Upon ischemia, a lack of blood leads to a cellular energy crisis, whereby mitochondria do not have the oxygen necessary to produce ATP, collapsing the intricate order of the cell and leading to cell death. This begins locally with only a few cells at the initial site of the occlusion but spreads as the survival of each cell depends on the next. This spread of dead cells determines the size of an infarct, which increases with time, making time a critical factor.
Cheng and colleagues examined mouse hippocampus infarct size (volume) three days after ischemic injury and found that NR treatment reduces the spread of dead neurons, as shown by a reduction in the infarct size. Additional measurements showed that NR treatment partially reverses neuronal damage and suppresses cell death. These findings suggest that NR helps to maintain cellular energy and slow down the spread of cell death upon ischemic injury.
NR Helps Prevent a Cellular Energy Crisis
NR is known to activate enzymes called Sirt1 and AMPK, which restore energy balance in times of energy crisis by stimulating ATP production. NR likely does this by increasing the synthesis of NAD+, which Sirt1 uses as fuel. Sirt1 then activates AMPK. NAD+ itself also plays an essential role in mitochondrial ATP production. Thus, by boosting NAD+ and activating Sirt1 and AMPK, NR could exert its effects on ischemic injury by preventing a cellular energy crisis.
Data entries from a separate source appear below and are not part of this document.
PR #1386, opened 2024-06-24
Client: fix for Function post init

IceKhan13:
### Summary

Fix for Function post init.

### Details and comments

With current implementation `list` and `widget` method calls failed if user had function named `bla-bla/my-function` before introduction of `provider` field.


akihikokuroda (approved):
LGTM

Tansito (approved):
LGTM just a little change that I would do but I don't know how Python works in this case. Maybe it's better to run the second check first:
```py
self.provider is not None and self.provider != title_split[0]
```
It seems Python can manage it correctly anyway

PR #1388, opened 2024-06-24
Fail job on insufficient resources

### LINKED ISSUE #1379: Requesting more resources that you can have

When you request more resources that the cluster has available for you, you remain waiting for those resources. The problem is that if you ask for more resources that you can assign to your node you remain waiting for them indefinitely.

Create a parallel task with more cpus that you can assign to your node using the limites setup in the the `values.yaml`. The function remains in RUNNING state indefinitely.

The job should be marked as FAILED with the error.

psschwei:
### Summary

Fixes #1379 
Ray will wait indefinitely if a job has insufficient resources, so we need to explicitly fail jobs that don't have enough resources to run.

### Details and comments

When a user uses `distribute_task` within their functions, they may request more resources than they have available, which will result in something like this in the logs:

```
2024-06-24 14:23:25,045	INFO worker.py:1405 -- Using address 10.244.0.16:6379 set in the environment variable RAY_ADDRESS
2024-06-24 14:23:25,045	INFO worker.py:1540 -- Connecting to existing Ray cluster at address: 10.244.0.16:6379...
2024-06-24 14:23:25,056	INFO worker.py:1715 -- Connected to Ray cluster. View the dashboard at 10.244.0.16:8265 
(autoscaler +2s) Tip: use `ray status` to view detailed cluster status. To disable these messages, set RAY_SCHEDULER_EVENTS=0.
(autoscaler +2s) Error: No available node types can fulfill resource request {'CPU': 4.0, 'memory': 1.0}. Add suitable node types to this cluster to resolve this issue.
```

In this PR we look for the `No available node types can fulfill resource request` line in the logs and then fail the job if we find it.

### DIFF
--- a/charts/qiskit-serverless/charts/gateway/templates/deployment.yaml
+++ b/charts/qiskit-serverless/charts/gateway/templates/deployment.yaml
@@ -74,6 +74,8 @@ spec:
             httpGet:
               path: /liveness
               port: http
+            initialDelaySeconds: 60
+            periodSeconds: 20
           readinessProbe:
             httpGet:
               path: /readiness
--- a/charts/qiskit-serverless/charts/gateway/templates/deployment.yaml
+++ b/charts/qiskit-serverless/charts/gateway/templates/deployment.yaml
@@ -117,6 +117,10 @@ spec:
               value: {{ .Values.application.ray.minReplicas | quote }}
             - name: RAY_CLUSTER_WORKER_MAX_REPLICAS
               value: {{ .Values.application.ray.maxReplicas | quote }}
+            - name: LIMITS_CPU_PER_TASK
+              value: {{ .Values.application.ray.cpu | quote }}
+            - name: LIMITS_MEMORY_PER_TASK
+              value: {{ .Values.application.ray.memory | quote }}
 {{- if .Values.application.superuser.enable }}
             - name: DJANGO_SUPERUSER_USERNAME
               valueFrom:
--- a/gateway/api/management/commands/update_jobs_statuses.py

Cheng and colleagues measured NAD+, ATP, Sirt1, and AMPK at different time points from the hippocampus of mice after ischemic injury. Upon ischemic injury, NAD+ and ATP levels dropped with a 40% decrease in ATP, confirming a cellular energy crisis. NR treatment replenished the production of NAD+ and ATP six hours after injury. Sirt1 and AMPK activity also increased after 6 hours. These results suggest that by increasing the production of NAD+, treatment with NR helped salvage the energy supply by activating Sirt1/AMPK.
Timing Is Everything
When it comes to stroke, they say “time is brain.” When an individual has a stroke, the blocked artery must be repaired with reperfusion therapy, which restores blood flow to the site of occlusion. Until the artery is unblocked, more and more brain tissue is damaged. Thus, time is a critical factor in preventing brain damage for stroke victims. For the model used by Cheng and colleagues, reperfusion occurred 45 minutes after ischemic injury. NR treatment was then given 20 minutes after reperfusion. In humans, reperfusion may not occur for hours. Still, NR could help reduce brain damage after reperfusion or it could be administered before reperfusion. Since NR is not a fast-activating compound, taking 6 hours to have a significant effect in this study, future studies will need to examine the most critical time points for NR administration in the case of ischemic injury.
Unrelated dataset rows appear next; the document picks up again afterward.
PR #1391, opened 2024-06-26
Remove old deprecated actions

Tansito:
### Summary

In this PR I remove some deprecated actions that are going to fail at the end of the month or are going to be deprecated.


psschwei (approved):
needs a rebase

PR #1394, opened 2024-06-27
Remove pre-delete hook

Tansito:
### Summary

I would like to propose to remove this hook. It fails and gets stuck the uninstall process of a release.


akihikokuroda (approved):
I'm OK removing this hook.  I'm thinking about adding the trouble shooting section in the doc.  WDYT?

Tansito:
> I'm thinking about adding the trouble shooting section in the doc. WDYT?

I think it has sense. I know @pandasa123 is working in the doc so we can talk with him about how he wants to manage it.

Tansito:
Btw, I was commenting with @psschwei that one of the things that I would like fix with the PR is that maybe we prefer not to remove clusters when we do an uninstall either.

psschwei (approved):

PR #1397, opened 2024-07-02
Remove workers from ray-cluster

Tansito:
### Summary

Due to some problems in the current configuration that we have in the cluster we cannot support workers right now. After some tests I could confirm that we can support the same features that we are supporting right now increasing the size of the head node.

So, this PR modifies the ray-cluster template removing the workers from the configuration.


Tansito:
@akihikokuroda reviewing the configuration of the cluster I had a question related with the values:

- useCertManager
- useTLS

Would has sense to only do `useCertManager` if we enable `useTLS`? Right now we are always adding the certs independently of that.

akihikokuroda:
> Would has sense to only do useCertManager if we enable useTLS? Right now we are always adding the certs independently of that.

It means that it doesn't create the self-signed certificates.  I think that's OK.  If the cluster doesn't have the cert manager, the TLS may not be needed.

Tansito:
And with Istio I suppose that they are not needed either, aren't they?

akihikokuroda:
@Tansito That's right.

psschwei (approved):
I would save updates to the TLS / certmanager options for another PR.

Tansito:
> I would save updates to the TLS / certmanager options for another PR.

Sure!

Is NR a Neuroprotective Treatment?
This study confirms what was found in a similar study using another NAD+ booster, NMN. In previous animal studies, NR has also been shown to improve cognitive function and increase lifespan. NR has been shown to rescue neurons in cell models for Alzheimer’s disease and improve neuron generation in an amyotrophic lateral sclerosis mouse model. These studies support the neuroprotective effect of NR observed in this study. NR treatment has been shown to raise NAD+ levels in humans, which could make it applicable in treating cognitive deficits in humans. Additionally, NR has been shown to improve the underlying defects of Parkinson’s disease. Overall, NR could have more of a preventative effect on the cognitive decline associated with aging, as NAD+ levels decline with age.